▶ _Dataset records_:
PR #46, opened 2020-04-22
Import models from ruby on rails Card Creator

EdwinGuzman:
## Description

Resolves [DQ-284](https://jira.nypl.org/browse/DQ-284) and partly resolves [DQ-286](https://jira.nypl.org/browse/DQ-286).

~This was going fine but then got out of hand with the size of the code that was being brought over. So, breaking this up into different PRs.~ It's also a bit difficult because some models (284) are dependent on an ILS connector (286). That means not everything is fully implemented but the skeleton is there. Note that the receiving branch is `v0.3` so we can make updates until it's ready for the main branch pipeline.

Some parts also depend on the Service Objects implementation which should now be easier for you to connect to and see what will be calling it and how.

## Motivation and Context

Decommissioning the Card Creator and bringing in that code here.

## How Has This Been Tested?

Just unit test for now, which are also not extensive until more of the models and other classes are complete.

## Checklist:


api/controllers/v0.3/AddressValidationAPI.js
```diff
@@ -0,0 +1,26 @@
+/**
+ * A class that uses Service Objects to validate addresses.
+ * TODO: Finish the implementation.
+ */
+const AddressValidationApi = () => {
+  this.ALTERNATE_ADDRESSES_TYPE = 'alternate-addresses';
```
adriana-alter, line 6: What are alternate addresses--potential canonicalized versions of the address the user put in, or multiple residences, or...?

api/controllers/v0.3/ILSHelper.js
```diff
@@ -0,0 +1,390 @@
...
+      message: {
+        search_string: query,
+        username: process.env["ILS_USERNAME"],
+        password: process.env["ILS_PASSWORD"],
+      },
+    });
+  }
+
+  create_patron(patron) {
+    if (!patron.validForIls) {
```
adriana-alter, line 76: What does it mean for a patron to be valid for ILS--can we get a comment?

api/controllers/v0.3/ILSHelper.js
```diff
@@ -0,0 +1,390 @@
...
+  // Internal: Format card fields for ILS patron creation/updates.
+  formattedPatronData(patron) {
+    let email;
+    let birthdate;
+    let workAddress;
+    if (patron.email) {
+      email = patron.email.gsub(/\s+/, "").toUpperCase;
+    }
+    if (patron.birthdate) {
+      // birthdate = patron.birthdate.strftime("%Y%m%d000000");
```
adriana-alter, line 132: Was this line supposed to be removed...?

api/controllers/v0.3/ILSHelper.js
```diff
@@ -0,0 +1,390 @@
...
+    }
+
+    let address = this.formatAddress(patron.address);
+    if (patron.worksInCity) {
+      workAddress = this.formatAddress(patron.workAddress);
+    }
+
+    let fullName = patron.name.toUpperCase();
+    if (!fullName.includes(",")) {
+      // Existing TODO: Replace this code with a call to a dedicated human name
```
adriana-alter, line 143: There doesn't seem to be a branch for what happens if the name does include a comma.  (Also, why would someone's name ever include a comma??)

api/controllers/v0.3/ILSHelper.js
```diff
@@ -0,0 +1,390 @@
...
+
+    let fields = [
+      fieldData["name"],
+      fieldData["address"],
+      fieldData["ptype"],
+      fieldData["username"],
+      fieldData["pin"],
+      fieldData["ecommunications_pref"],
+      // notice_pref_as_field,
+      // home_lib_as_field,
```
adriana-alter, line 214: Were these supposed to be uncommented/removed?

api/controllers/v0.3/AddressValidationAPI.js
EdwinGuzman: Let's say you put in your address as "6th Avenue", the ILS can return an alternate address of "Avenue of the Americas"

api/controllers/v0.3/ILSHelper.js
EdwinGuzman: Right, so many of this is still the ruby to js conversion and, like the description says, it's skeleton code without updating too much of the logic. In this case, the string needs to be converted but it does it a few times so it might be better as a utility function which I haven't gotten to yet.

api/controllers/v0.3/ILSHelper.js
EdwinGuzman: That can be found in the Card model code (Card and Patron are interchangeable in the ruby code and makes this confusing). But it's valid for the ILS if the patron data is valid and there's a ptype. I'll write more comments.

api/controllers/v0.3/ILSHelper.js
EdwinGuzman: Maybe the user added it by mistake or the ILS returned "Guzman, Edwin"... not sure. Most of this file has the existing logic so I haven't really touched most of the branching logic. That's in the next PR.

api/controllers/v0.3/ILSHelper.js
EdwinGuzman: I have a better idea of how this works and much of this can be removed. I didn't understand how those values were created in ruby so just commented it out for now.

api/controllers/v0.3/ILSHelper.js
```diff
@@ -0,0 +1,390 @@
...
+    return {
+      patronFields: {
+        patron_field: fields,
+      },
+      patronID: patron.patronId,
+    };
+  }
+
+  blankField() {
+    return { fieldTag: "", marcTag: 0, value: "", value_is_binary: false };
```
adriana-alter, line 250: When would you want this?  Comment?

api/controllers/v0.3/ILSHelper.js
```diff
@@ -0,0 +1,390 @@
...
+    // TODO convert date object
+    let expiration = time.strftime("%Y%m%d000000");
+    return this.customField(
+      IlsHelper.EXPIRATION_FIELDTAG,
+      expiration,
+      IlsHelper.STRING_MARCTAG
+    );
+  }
+
+  longExpirationAsField(patron) {
```
adriana-alter, line 271: Is there a reason to keep this and `shortExpirationAsField` as separate functions (instead of passing an argument for standard/temporary)?

api/controllers/v0.3/ILSHelper.js
```diff
@@ -0,0 +1,390 @@
...
+  // If the field requires the STRING_MARCTAG, it must be included in the
+  // IlsHelper.WITH_MARK_TAG array.
+  //
+  // Signature
+  //
+  //   <field>_as_field([value])
+  //
+  // field - a field name
+  //
+  // Returns a Hash representing the custom field.
```
adriana-alter, line 302: I assume this was referring to a Ruby hash (i.e. a JS object)...?

api/controllers/v0.3/ILSHelper.js
```diff
@@ -0,0 +1,390 @@
...
+        : null;
+      return this.customField(fieldTag, value, marcTag);
+    } catch (e) {
+      // throw new NotImplementedError(`//${field} field details have not been set`);
+      throw new Error(`//${field} field details have not been set`);
+    }
+  }
+}
+
+IlsHelper.MINOR_AGE = 11;
```
adriana-alter, line 320: It might not be worth changing this, if it's used in a bunch of different places...but maybe call this `CHILD_AGE` or something.  It's confusing having "minor" mean "under 12."

api/controllers/v0.3/ILSHelper.js
EdwinGuzman: The previous code had a lot of "every function should only do one specific thing". Is that normal ruby convention as well? In any case, yes, there's lot of optimizations we can do but still reading the code and trying to make sure that's possible to do. There are some cases where many functions aren't even used, and some cases where margin will be harder than expected.

api/controllers/v0.3/ILSHelper.js
EdwinGuzman: Ah, yes. Those I'll update by removing.

api/controllers/v0.3/ILSHelper.js
EdwinGuzman: That's true but it could also be convention used by the ILS so I'll double-check with the ILS team first. It might make it easier to make calls if we use the convention the ILS expects rather than having to convert and remember both those variable names.

api/controllers/v0.3/ILSHelper.js
EdwinGuzman: Not sure, but just copied it over. This whole file will be updated soon.

api/models/v0.3/modelAddress.js
```diff
@@ -0,0 +1,145 @@
...
+        "Address lines must be less than 100 characters combined";
+      return false;
+    }
+    this.is_valid = true;
+    return true;
+  }
+
+  str_to_bool(str) {
+    if (!str) {
+      return undefined; // Is this right? prev was nil
```
adriana-alter, line 39: Should probably be `null`

api/models/v0.3/modelCard.js
```diff
@@ -0,0 +1,343 @@
...
+      const birthDate = new Date(card.birthdate);
+      const age = today.getFullYear() - birthDate.getFullYear();
+      const m = today.getMonth() - birthDate.getMonth();
+      if (m < 0 || (m === 0 && today.getDate() < birthDate.getDate())) {
+        age = age - 1;
+      }
+
+      if (min_age > age) {
+        // TODO acquire an appropriate error message here for below minimum_age.
+        card.errors["age"] = ["Date of birth is below the minimum age of 13."];
```
adriana-alter, line 84: Is it actually supposed to be 13 here but 11 in the other place?

api/controllers/v0.3/ILSHelper.js
adriana-alter: Atomic functions are normal Ruby convention, but...this is pretty extreme.

api/models/v0.3/modelPolicy.js
```diff
@@ -0,0 +1,140 @@
...
+        id: IlsHelper.WEB_APPLICANT_PTYPE,
+        desc: IlsHelper.PTYPE_TO_TEXT["WEB_APPLICANT_PTYPE"],
+      },
+    },
+    card_type: {
+      standard: IlsHelper.WEB_APPLICANT_EXPIRATION_TIME,
+      temporary: IlsHelper.WEB_APPLICANT_EXPIRATION_TIME,
+    },
+    required_fields: ["birthdate"],
+    minimum_age: 13,
```
adriana-alter, line 136: And again:  11 or 13?

EdwinGuzman: Right, I don't know. I'm keeping those values for now to also show the inconsistencies in the older codebase and we'll correct them once it's settled (but I do think the policy says 13).

EdwinGuzman:
This should be all the models but ignore the ilsHelper file for now. That uses the old SOAP based API and we'll be using the new REST API, so that whole file will be a new PR.

api/controllers/v0.3/UsernameValidationAPI.js
```diff
@@ -1,19 +1,18 @@
...
   // class IntegrationError < StandardError; end
-  const USERNAME_PATTERN = /\A[a-zA-Z0-9]{5,25}\z/;
+  const USERNAME_PATTERN = /^[a-zA-Z0-9]{5,25}$/;
   const AVAILABLE_USERNAME_TYPE = "available-username";
   const UNAVAILABLE_USERNAME_TYPE = "unavailable-username";
   const INVALID_USERNAME_TYPE = "invalid-username";
 
-  const STANDARD_CARD_TYPE = Card.STANDARD_CARD_TYPE;
-  const TEMPORARY_CARD_TYPE = Card.TEMPORARY_CARD_TYPE;
+  const STANDARD_CARD_TYPE = "standard";
```
adriana-alter, line 14: Why the shift away from the `Card` constants?

EdwinGuzman: Didn't want the cyclical dependencies. The Card model imports this class.

api/models/v0.3/modelPolicy.js
```diff
@@ -1,140 +1,134 @@
...
-  uses_an_approved_policy() {
-    const keys = Object.keys(Policy.ils_policy);
-    if (!keys.include(this.policy_type)) {
-      this.errors.push(`${policy_type} is invalid, must be ${keys.join(", ")}`);
+  const usesAnApprovedPolicy = () => {
+    const keys = Object.keys(ilsPolicy);
+    if (!keys.includes(policyType)) {
+      console.log(
+        `${policyType} policy type is invalid, must be of type ${keys.join(
+          ', ',
```
adriana-alter, line 108: Why the extra comma?

EdwinGuzman: It's not extra, it's used to join the keys in the `ilsPolicy` object.

adriana-alter: The first comma (the one in the single quotes, with the space after it) is joining the keys.  But then there's a second one...?

EdwinGuzman: Ah, I see. It's `eslint`'s dangling comma rule. Usually, it's done in objects and it is a bit weird seeing it here.

api/controllers/v0.3/ILSHelper.js
EdwinGuzman: I'll update this whole file in a different PR since it is its own ticket. This file doesn't affect the other files since it is mocked in tests.

EdwinGuzman:
Updated with more documentation for the classes and functions. For now, the `IlsHelper` and `Barcode` files are temporary. They need their own tickets since they need to call the ILS and the `Barcode` class requires a db.

EdwinGuzman:
Also, I'd love to move this to Typescript which will help improve readability, type checking, and remove the not-very-reliable esdoc param strings.

api/models/v0.3/modelAddress.js
```diff
@@ -98,18 +147,28 @@ class Address {
...
-  // TODO: Need to call validation API to validate the address
-  // which depends on Service Objects
-  validationresponse(isWorkAddress = undefined) {
+  /**
+   * validationResponse(isWorkAddress)
+   * TODO: Need to call validation API to validate the address
+   * which depends on Service Objects
+   *
+   * @param {boolean} isWorkAddress
+   */
```
adriana-alter, line 156: AAAH I didn't realize I was blocking you.  I'll take care of it next sprint.  Sorry about that.

api/models/v0.3/modelCard.js
```diff
@@ -49,6 +56,15 @@ export const CardValidator = () => {
     }
   };
 
+  /**
+   * validateAddress(card, addressType, workAddress)
+   * Returns the card object with updated validated address or errors based
+   * on policy and ILS verification.
+   *
+   * @param {Card object} card
+   * @param {string} addressType - "address" or "workAddres"
```
adriana-alter, line 65: Small typo ("workAddres**s**")

api/models/v0.3/modelCard.js
```diff
@@ -134,6 +161,12 @@ class Card {
...
 
+  /**
+   * validate()
+   * Runs simple validations to make sure that the arguments are present and
+   * passes the needed requirements, and once those pass, then validates the
+   * card's address and username against the ILS.
+   */
   validate() {
     const validateByPolicy = ["email", "birthdate"];
     // These four values are necessary
```
adriana-alter, line 172: FOUR values?  Email, birthdate, and...?

api/models/v0.3/modelCard.js
```diff
@@ -181,6 +223,11 @@ class Card {
     );
   }
 
+  /**
+   * checkValidUsername()
+   * If the current usernamename has been validated or not, return that value.
```
adriana-alter, line 228: This is a little confusing...

api/models/v0.3/modelCard.js
```diff
@@ -189,47 +236,97 @@ class Card {
...
+   * live in NY state but work in NYC.
+   */
   cardDenied(address, isWorkAddress) {
     if (this.policy.policy.serviceArea) {
       // If they are not in NY state, check to see if the patron
       // works in NYC.
       if (!address.inState(this.policy)) {
         if (isWorkAddress) {
-          // && !address.inCity(this.policy)) {
+          // && workAddress.inCity(this.policy)) {
```
adriana-alter, line 329: Why is this commented out...?

api/models/v0.3/modelAddress.js
EdwinGuzman: Well, once you create the validation APIs with Service Objects, you'd then implement this function, too.

api/models/v0.3/modelCard.js
EdwinGuzman: The comment is for the next line but I can write them down again on this line.

api/models/v0.3/modelAddress.js
adriana-alter: Cool, I'll stop feeling guilty now.

api/models/v0.3/modelCard.js
EdwinGuzman: Forgot to remove. I'll remove.

EdwinGuzman:
Nudging @adriana-alter .

adriana-alter:
@EdwinGuzman I thought you were still making changes!  If not, go ahead and merge.

EdwinGuzman:
I thought you were still reviewing all the files. If it all makes sense, approve it.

▶ _Aim of the exercise_:
Consider the string "easier". State how many lines of the data contain it, giving the number alone.

▶ _Exercise answer_:
2